I was actually under the impression that the timeout is in milliseconds, so it's not so long. The timeout being considered long just strengthens my claim that this is not caused by minor deviations in OS interrupt time causing the formula to sometimes exceed the timeout despite the solver supposedly doing the same thing.

Indeed, on my computer I get "non-deterministic" output for the lower timeout you suggested:

% z3 -t:100 -v:1 smt_tests/nondet_behavior.smt smt.random_seed=10101
unsat
unsat
unknown
unknown
unknown
% z3 -t:100 -v:1 smt_tests/nondet_behavior.smt smt.random_seed=10101
unsat
unsat
unknown
unsat
unsat

Which I think may be attributed to OS time.

I don't think this is a timeout issue. The timeout is just because it'd otherwise probably run forever. I'm claiming that the solver itself introduces non-determinism that does not depend only on the seed. Also note the weird behavior I observed in the edit to the original issue, where calls to check-sat-assuming change the behavior of latter calls.

Thanks for the quick response!

NikolajBjorner · 2025-01-23T07:07:01Z

If you simply remove the timeout arguments from the command-line you could know if to rule out the timer from this behavior.

Next, add a line (get-info :reason-unknown) after each check-sat.
If the reason is "canceled" or "timeout", it would be consistent with the timer.

Next, it could be platform behavior.
Platform behavior is tough to establish and debug as it requires two platforms with deviating behavior.
After that the easier way to pinpoint is to instrument mk_app_core in ast.cpp to track identifiers and hashes of hash objects and break at the first difference.

Eladkay · 2025-01-23T07:47:23Z

It is "timeout", but the question is twofold:

Why does the solver behave in a way that causes it to sometimes finish within 10 seconds and sometimes not?

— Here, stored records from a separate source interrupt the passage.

PR #783, opened 2020-09-18
Fix Python 3 warnings

seando-adsk:
Fix Python 3 warnings (also works in Python 2).
See https://docs.python.org/3.3/library/unittest.html#deprecated-aliases

### DIFF
--- a/plugin/pxr/maya/lib/usdMaya/testenv/testUsdMayaDiagnosticDelegate.py
+++ b/plugin/pxr/maya/lib/usdMaya/testenv/testUsdMayaDiagnosticDelegate.py
@@ -31,6 +31,12 @@ class testUsdMayaDiagnosticDelegate(unittest.TestCase):
     def setUpClass(cls):
         standalone.initialize('usd')
 
+        # Deprecated since version 3.2: assertRegexpMatches and assertRaisesRegexp
+        # have been renamed to assertRegex() and assertRaisesRegex()
+        if sys.version_info.major < 3 or sys.version_info.minor < 2:
+            cls.assertRegex = cls.assertRegexpMatches
+            cls.assertRaisesRegex = cls.assertRaisesRegexp
+
     @classmethod
     def tearDownClass(cls):
         standalone.uninitialize()
--- a/plugin/pxr/maya/lib/usdMaya/testenv/testUsdMayaDiagnosticDelegate.py
+++ b/plugin/pxr/maya/lib/usdMaya/testenv/testUsdMayaDiagnosticDelegate.py
@@ -96,7 +96,7 @@ class testUsdMayaDiagnosticDelegate(unittest.TestCase):
         log = self._StopRecording()
         self.assertEqual(len(log), 1)
         logText, logCode = log[0]
-        self.assertRegexpMatches(logText,
+        self.assertRegex(logText,
                 "^Python coding error: blah -- Coding Error in "
                 "__main__\.testError at line [0-9]+ of ")
         self.assertEqual(logCode, OM.MCommandMessage.kError)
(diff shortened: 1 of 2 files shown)


mattyjams (changes requested):
I haven't tried pulling this change into our environment, but I'm not sure that the new function names are available in our current version of Python (2.7.16):

```Python
> python
Python 2.7.16 (default, Mar  9 2020, 17:47:06) 
[GCC 6.3.1 20170216 (Red Hat 6.3.1-3)] on linux2
Type "help", "copyright", "credits" or "license" for more information.
>>> 
>>> from unittest import TestCase
>>> 
>>> TestCase.assertRegex
  File "<stdin>", line 1, in <module>
AttributeError: type object 'TestCase' has no attribute 'assertRegex'
>>> TestCase.assertRegexpMatches
<unbound method TestCase.assertRegexpMatches>
>>> 
>>> TestCase.assertRaisesRegex
  File "<stdin>", line 1, in <module>
AttributeError: type object 'TestCase' has no attribute 'assertRaisesRegex'
>>> TestCase.assertRaisesRegexp
<unbound method TestCase.assertRaisesRegexp>
```

I do see the new names and the deprecated old names in our version of Python 3 though (3.6.8):

```python
python3
Python 3.6.8 (default, Sep 26 2019, 11:57:09) 
[GCC 4.8.5 20150623 (Red Hat 4.8.5-39)] on linux
Type "help", "copyright", "credits" or "license" for more information.
>>> 
>>> from unittest import TestCase
>>> 
>>> TestCase.assertRegex
<function TestCase.assertRegex at 0x7fca4c5f0510>
>>> TestCase.assertRegexpMatches
<function TestCase._deprecate.<locals>.deprecated_func at 0x7fca4c5f0ae8>
>>> 
>>> TestCase.assertRaisesRegex
<function TestCase.assertRaisesRegex at 0x7fca4c5f0400>
>>> TestCase.assertRaisesRegexp
<function TestCase._deprecate.<locals>.deprecated_func at 0x7fca4c5f0a60>
```

Is it possible your Python 2 test run wasn't actually running against Python 2?

Maybe we could do a `sys.version` check in `setUpClass()` and monkey patch in the old functions with the new names if we're running against Python 2?

seando-adsk:
@mattyjams You're right sorry about that. I see the same thing with my Python2 version. I don't know what I did - maybe I only ran the tests in python3. 

These are changes I was asked to make by another developer on the Maya team. I was told they were python2 compatible, but I'm questioning that now. I'll get back to you.

seando-adsk:
@mattyjams It turns out these functions have only been deprecated since 3.2 (https://docs.python.org/3.3/library/unittest.html#deprecated-aliases):
`Deprecated since version 3.2: assertRegexpMatches and assertRaisesRegexp have been renamed to assertRegex() and assertRaisesRegex()`

Do you still want me to fix this using your monkey patch suggestion or do you have another suggestion?

mattyjams:
> @mattyjams It turns out these functions have only been deprecated since 3.2 (https://docs.python.org/3.3/library/unittest.html#deprecated-aliases):
> `Deprecated since version 3.2: assertRegexpMatches and assertRaisesRegexp have been renamed to assertRegex() and assertRaisesRegex()`
> 
> Do you still want me to fix this using your monkey patch suggestion or do you have another suggestion?

@seando-adsk: That was just the first idea that came to mind, but I'm open to another solution if you have one.

To make it a little more concrete, this is more or less what I was thinking:

```Python
    @classmethod
    def setUpClass(cls):
        ...
        if sys.version_info.major < 3 or sys.version_info.minor < 2:
            cls.assertRegex = cls.assertRegexpMatches
            cls.assertRaisesRegex = cls.assertRaisesRegexp
        ...
```

mattyjams (approved):
Cool, thanks @seando-adsk! Glad that worked out. Looks good to me!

The timeout is just an indicator that this is happening, but the question is why do we even reach the timeout sometimes and sometimes we don't.
Why are these check-sat-assuming calls affected so significantly, consistently and negatively by previous, unrelated check-sat-assuming calls, even if each check-sat-assuming call is wrapped in (push) ... (pop)? This seems like a bug, which could indeed be a platform-specific bug.

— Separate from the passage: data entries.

PR #785, opened 2020-09-21
Adding Cache Id to the Base Proxy Node

alsoussi:
Adding support for having load from Cache Id in the Base proxy node. This feature was available in the Animal Logic Proxy Node so we are promoting it (sort of) and refactoring the code to inherit this property instead of define it. 

Couple of notes to mention, we are sticking with 32-bit int for now as it was the case in the animal logic plugin. The Pixar code specifies long int for the cache id but as that is platform dependent and could cause some compatibility issues we opted to do the same as the animal logic implementation. 

Another note to mention is that the animal logic code was not specifying the behavior of disconnect, we do to make sure the cache id is reset properly. 

Another note to mention is that we decided to split the cache id from being an in/out port to having two sperate in cache id port and out cache id port. But in order not to break compatibility with AL we kept the in port and an in/out port and now we have an extra out cache id port. This is because if you are loading from a file but want a cache id, querying that port will add the stage to the cache, even if it didn't come form the cache id. This seems cleaner and more efficient moving forward. We are happy to refactor the code on the AL side to adopt this change but wanted to get some feedback from the team on this matter as they may have other tests or pipelines depending on that port with that name. Please let us know!


test/lib/testMayaUsdCacheId.py
```diff
@@ -0,0 +1,219 @@
...
+        self.SC = pxr.UsdUtils.StageCache.Get()
+
+    def setUp(self):
+
+        cmds.file(force=True, new=True)
+        cmds.loadPlugin("mayaUsdPlugin", quiet=True)
+        self.assertTrue(
+            cmds.pluginInfo("mayaUsdPlugin", query=True, loaded=True))
+
+        tmpfile = tempfile.NamedTemporaryFile(delete=True, suffix=".usda")
```
kxl-adsk, line 47: @ppt-adsk can you please review the regression test?

lib/mayaUsd/nodes/proxyShapeBase.cpp
```diff
@@ -517,80 +570,89 @@ MayaUsdProxyShapeBase::computeInStageDataCached(MDataBlock& dataBlock)
...
-        // Get input attr values
-        const MString file = dataBlock.inputValue(filePathAttr, &retValue).asString();
+        // Check if we have a Stage from the Cache Id
+        const auto cacheIdNum = dataBlock.inputValue(stageCacheIdAttr, &retValue).asInt();
         CHECK_MSTATUS_AND_RETURN_IT(retValue);
+        UsdStageRefPtr usdStage;
+        const auto     cacheId = UsdStageCache::Id::FromLongInt(cacheIdNum);
+        const auto stageCached = cacheId.IsValid() && UsdUtilsStageCache::Get().Contains(cacheId);
+        if (stageCached) {
+            usdStage = UsdUtilsStageCache::Get().Find(cacheId);
```
williamkrick, line 580: There may be a problem here. There are multiple UsdStageCache objects in use which could lead to incorrect behavior.

1. UsdUtilsStageCache holds a static UsdStageCache in UsdUtilsStageCache::Get().
2. UsdMayaStageCache holds two static UsdStageCache objects in its own UsdMayaStageCache::Get() implementation.

Is it possible for an input cacheId to be from a stage which is in a cache which is not the UsdUtilsStageCache? If so then I guess we fall back on the old code and try to read the stage from disk. But that might not be the correct behavior.

If we have a scene with two proxy shapes and the first proxy shape loads a file from disk (and so the stage ends up in the UsdMayaStageCache and then we connect the output cache id of that shape to the input of the other proxy shape, the 2nd proxy shape will search in the UsdUtilsStageCache and fail to find it.

I guess it works because MayaUsdProxyShapeBase::computeOutStageCacheId() inserts the stage into the UsdUtilsStageCache no matter what.

So the behavior seems fine. And the UsdStageCache doesn't duplicate the stage data, it just adds another reference to the existing stage smart pointer.

This turned into a bit of a run on train of thought with no actual action required by the code author, but I'll leave it here as a useful comment understanding how the different caches are working together safely.

test/lib/testMayaUsdCacheId.py
ppt-adsk, line 47: I'm confused.  The documentation to NamedTemporaryFile() says that the file is deleted as soon as it's closed, i.e. at line 48.  Are you making this call just to get a temporary file name?

If so, you might want to have a look at the test fixtures code we've been using
https://github.com/Autodesk/maya-usd/blob/dev/test/testUtils/fixturesUtils.py
which places test output in a known directory, where you can inspect it after the fact, and cleans out this directory in subsequent runs.

luceric-adsk: I've used that NamedTemporaryFile trick in the layer command tests, and it is used in a few places in the AL plugin tests, testLayerManager.py, testProxyShape.py and testTranslators.py

lib/mayaUsd/nodes/proxyShapeBase.cpp
alsoussi: So as you deduced it won't fail. When you connect it to the output cache id it WILL put that in UsdUtilsStageCache regardless where it loads it from.

I think the MayaUSDCache is an implementation detail that might not exist moving forward for example if we use strong references for the stage.

test/lib/testMayaUsdCacheId.py
alsoussi: Yup, seems to work well but I can switch it if you feel strongly about it.

williamkrick (approved):

test/lib/testMayaUsdCacheId.py
kxl-adsk: AL had issues with NamedTemporaryFile in the past (https://github.com/Autodesk/maya-usd/pull/273#issuecomment-589585095). I don't see why we would need to follow this pattern. @alsoussi please switch to using https://github.com/Autodesk/maya-usd/blob/dev/test/testUtils/fixturesUtils.py

alsoussi: Done!

alsoussi: @kxl-adsk

luceric-adsk (approved):

test/lib/testMayaUsdCacheId.py
luceric-adsk: the tests are failing

      File "/home/S/jenkins/workspace/ecg-mayausd-branch-preflight-python3-linux/build/RelWithDebInfo/test/lib/testMayaUsdCacheId.py", line 47, in setUp
        cmds.file(filePath, force=True, open=True)
    RuntimeError: File not found: "/home/S/jenkins/workspace/ecg-mayausd-branch-preflight-python3-linux/build/RelWithDebInfo/test/lib/MayaUsdPythonCacheIdTestCase/MayaUsdPythonCacheIdTestCase.ma"

(check pre-flight build below, look for "Artifact" link at the top right to download the log)

alsoussi: Yup you are right @luceric-adsk I've fixed them @kxl-adsk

I have asked a colleague to run the queries on WSL (Linux) running on a Windows computer, and got the same behavior:

~$ z3 --version
Z3 version 4.13.4 - 64 bit
~$ z3 -t:10000 -v:1 nondet_behavior_1.smt smt.random_seed=10101 | tee nondet_behavior_1.out
sat
unsat
unsat
~$ z3 -t:10000 -v:1 nondet_behavior_2.smt smt.random_seed=10101 | tee nondet_behavior_2.out
unsat
unsat
unknown
unsat
unsat

(The two queries are exactly the same, except the first one has the first two check-sat-assuming calls commented out)

Eladkay · 2025-01-23T08:04:13Z

Here it is on Windows as well:

PS snip> .\z3\z3.exe --version
Z3 version 4.13.4 - 64 bit
PS snip> .\z3\z3.exe -t:10000 -v:1 .\nondet_behavior_1.smt smt.random_seed=10101
sat
unsat
unsat
PS snip> .\z3\z3.exe -t:10000 -v:1 .\nondet_behavior_2.smt smt.random_seed=10101
unsat
unsat
unknown
unknown
unknown

So, it doesn't seem platform-specific.

Eladkay · 2025-01-24T02:55:32Z

Also, it's the same behavior when using (push)...(pop) to replace check-sat-assuming entirely:

% tail -16 smt_tests/nondet_behavior_1.smt
 (push) (assert (and (not actInd_decide) invInd_PaxosFirstOrder_choosable_proposal (not actInd_cast_vote) invInd_PaxosFirstOrder_choosable_proposal (not actInd_propose) invInd_PaxosFirstOrder_choosable_proposal (not actInd_join_round) invInd_PaxosFirstOrder_choosable_proposal actInd_send_1a invInd_PaxosFirstOrder_choosable_proposal ))
 (check-sat) (pop)
 
 (push) (assert (and (not actInd_decide) invInd_PaxosFirstOrder_choosable_proposal (not actInd_cast_vote) invInd_PaxosFirstOrder_choosable_proposal (not actInd_propose) invInd_PaxosFirstOrder_choosable_proposal actInd_join_round invInd_PaxosFirstOrder_choosable_proposal (not actInd_send_1a) invInd_PaxosFirstOrder_choosable_proposal ))
 (check-sat) (pop)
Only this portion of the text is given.